子曰:“吾十有五而志于学,三十而立,四十而不惑,五十而知天命,六十而耳顺,七十而从心所欲不逾矩。
”(《为政》)如学者指出的,孔子的“知天命”不应是“旧义中天所垂示或直接命于人之‘则’、之‘道’之义”[5],因为此一内容的天命是自《诗》《书》以来的通义,孔子不当言五十而知之。
同样,“知天命”也不应是求签占卜式地探问吉凶祸福,因为这与孔子“不占而已矣”(《子路》)的主张不符。
“知天命”应该是对命运有一种达观的理解,知道如何去对待、面对它。
史华茨认为:“当孔子告诉我们,他五十知天命或天所命其什么事的时候,他或许是说他已清楚地明白什么是他所不能控制的,同时也明白什么是真正自己范围内所能控制的。
”[6]史氏的这个说法是深刻、准确的。
我们知道,孔子以及儒家所说的“知”主要是一种主体性的认知活动,它不只是要反映一对象的客观存在,同时还包含了主体的愿望和态度。
孔子说:“不知命,无以为君子也。
不知礼,无以立也。
不知言,无以知人也。
”(《尧曰》)这里的“知礼”、“知言”都不仅仅是要知其具体礼仪和言论,而且还包含了对待“礼”、“言”的态度和方法,“知命”也是如此。

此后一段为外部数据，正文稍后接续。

PR #6376, opened 2026-07-20
test(e2e): stabilise pre-existing flaky E2E (Firefox WebGL, media readiness, map editor)

ydiarra:
## What & why

The E2E suite intermittently **red-fails on pre-existing flakiness** that is unrelated to whatever PR surfaces it. Investigating three affected PRs (#6363, #6356, #6370) showed **none of them are regressions** — the failures all trace back to shared test infrastructure. This PR fixes those root causes so the suite stops flaking for every PR.

### 1. Firefox can't create a WebGL context in CI → the dominant blocker
From the Playwright traces, **6/6 Firefox failure traces** show:

```
WebGL creation failed … Exhausted GL driver options (WEBGL_EXHAUSTED_DRIVERS)
Phaser v4.2.0 (Canvas | Web Audio)
```

Firefox headless on the runner fails to get a WebGL context, so **Phaser 4 falls back to the Canvas renderer**, which can't bring the game scene up. The game never becomes ready, so the `microphone-button` load-gate (`expect(...).toBeVisible({ timeout: 120_000 })`) times out. This is Firefox-only (chromium has software WebGL via ANGLE), and it also underlies the **map-editor flakes** (`map_editor_open_website`, `map_editor_upload_entities`) which run over the degraded canvas.

**Fix:**
- `tests/playwright.config.ts` (firefox + mobilefirefox): `webgl.force-enabled`, `webgl.disable-fail-if-major-performance-caveat`, `gfx.webrender.software` so Firefox accepts a software WebGL context.
- CI workflow: a firefox-only step installs `libgl1-mesa-dri` (llvmpipe) and exports `LIBGL_ALWAYS_SOFTWARE`/`GALLIUM_DRIVER=llvmpipe`.

### 2. Media-button readiness race in `createUser`
`createUser` asserts the mic/camera buttons reach `normal` state with the default 10s expect timeout. Acquiring the fake devices can take longer on Firefox CI; a miss also prevents the auth storage state from being cached, so the whole shard re-runs `createUser` and re-rolls the flake. **Fix:** 30s timeout on those checks (`Menu.expectButtonState` gains an optional `timeout`).

### 3. Load diagnostics
`getPage` now logs `pageerror`/`crash` so a stalled load surfaces the underlying JS error instead of an opaque 120s timeout.

### 4. `picture_in_picture` "not available" (webkit)
The PiP button only renders while `$isInRemoteConversation`, which lags peer visibility on webkit. **Fix:** 10s → 20s, matching the connection waits.

### 5. `AreaEditor.addProperty` clicked with no readiness wait
A bare `getByTestId(property).click()` timed out (20s action timeout) on the 2nd drawn area. **Fix:** wait visible + `scrollIntoViewIfNeeded` before clicking.

## Notes
- Behaviour-preserving: no fixed sleeps, no masking — a genuinely stuck button / missing element still fails.
- The WebGL change only affects Firefox rendering in CI and **can only be validated by re-running the E2E jobs** — please re-run the firefox/mobilefirefox jobs a couple of times to confirm the flake rate drops.

### DIFF
--- a/.github/workflows/build-test-and-deploy.yml
+++ b/.github/workflows/build-test-and-deploy.yml
@@ -223,13 +223,18 @@ jobs:
           pactl info
       - name: Enable software WebGL for Firefox
         if: ${{ contains(matrix.project, 'firefox') }}
-        # Headless Firefox on the runner otherwise exhausts its GL driver options, WebGL
-        # creation fails, and Phaser 4 falls back to the Canvas renderer — which cannot bring
-        # the game scene up, so the game never becomes ready (the 120s load-gate flake that
-        # intermittently red-fails E2E). Provide the Mesa software rasteriser and force its use;
-        # the firefox projects also set webgl.force-enabled so Firefox accepts the software context.
+        # Headless Firefox on the runner exhausts its GL driver options, WebGL creation fails,
+        # and Phaser 4 falls back to the Canvas renderer — which cannot bring the game scene up,
+        # so the game never becomes ready (the 120s load-gate flake that intermittently red-fails
+        # E2E). Providing Mesa's software rasteriser + prefs helps but is not 100% reliable in
+        # pure headless mode, so we run Firefox HEADED under a virtual X display (Xvfb): it then
+        # gets a stable GLX + llvmpipe WebGL context. WA_FIREFOX_HEADED gates the headed mode to
+        # exactly these jobs (via playwright.config.ts) so no other job is affected.
         run: |
-          sudo apt-get install --yes libgl1-mesa-dri
+          sudo apt-get install --yes libgl1-mesa-dri xvfb
+          Xvfb :99 -screen 0 1920x1080x24 -ac +extension GLX +render -noreset > /tmp/xvfb.log 2>&1 &
+          echo "DISPLAY=:99" >> "$GITHUB_ENV"
+          echo "WA_FIREFOX_HEADED=1" >> "$GITHUB_ENV"
           echo "LIBGL_ALWAYS_SOFTWARE=true" >> "$GITHUB_ENV"
           echo "GALLIUM_DRIVER=llvmpipe" >> "$GITHUB_ENV"
       - name: 'Setup .env file'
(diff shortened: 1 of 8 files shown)


ydiarra:
## ✅ Validated — full green E2E run

Root cause of most of the recurring E2E flakiness: **Firefox fails to create a WebGL context in headless CI**. It exhausts its GL driver options, Phaser 4 falls back to the Canvas renderer, the game scene never becomes ready, and the `microphone-button` load-gate times out (the `120_000ms` flake). Confirmed from the Playwright traces — every Firefox failure trace showed `WebGL creation failed … Exhausted GL driver options` followed by `Phaser v4.2.0 (Canvas)`. This also explains the map-editor flakes (`open_website`, `upload_entities`, `megaphone_speaker_zone`) that run over the degraded canvas.

What this PR does:
- Runs Firefox **headed under a virtual X display (Xvfb)** in CI (+ Mesa `llvmpipe` + `webgl.force-enabled` prefs) so it gets a stable WebGL context. Gated by `WA_FIREFOX_HEADED`, set only in the firefox E2E jobs that start Xvfb, so no other job is affected.
- Hardens shared flaky spots without hiding real failures (no fixed sleeps): the login-path media-button check (`expectButtonState` gains an optional timeout), `AreaEditor.addProperty` (wait visible + scroll before click), the webkit picture-in-picture wait (10s→20s), the `scripting_audio_stream` audio wait (20s→40s), and `variables "storage works @docker"` (`expect.poll` instead of a single read after container reboots).
- Adds `pageerror`/`crash` diagnostics to `getPage` and `createUser`.

**Latest run: all 14 E2E jobs green** — chromium ×4, firefox ×4, webkit ×3, mobile ×3 (run 29833695716). Failure traces from earlier runs now show `Phaser (WebGL)` instead of Canvas.

Known residual: an **intermittent** mobilefirefox page-crash at login (did not reproduce in the green run) — now instrumented via the `createUser` crash listener so the next occurrence surfaces the underlying error.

从孔子的论述来看,他十五岁时有志于学;三十岁时掌握了各种基本礼仪,可以“立于礼”(《泰伯》),自立于社会;四十岁时可以作到不再困惑,那么,人生中什么最易使人困惑呢?显然是欲行道于天下而不得,身处穷困而不被世人理解。
这里的“惑”与“不惑”主要是人生论的,而不是知识论的。
孔子认为自己不再困惑,表明他可能已认识到,道的“行”与“不行”以及个人的遭遇如何,均不是个人所能控制的。
对于个人来说,只要完善德行,做一个有德的君子便可以扪心无愧。
所以由“四十而不惑”进一步便是“知天命”,知道什么是自己所不能控制的,什么是属于自己范围内的。
同样,孔子的“从心所欲不逾矩”也主要是在自己控制范围之内的,是由道德实践所达到的一种自由境界。
因此,“知天命”作为孔子人生修养的一个重要阶段,实际讨论的是如何面对命运的问题,它要求人们明白什么是自己能作到的,什么是自己不能控制的,以消解因穷达祸福而带来的种种困惑,并进入自由的道德境界。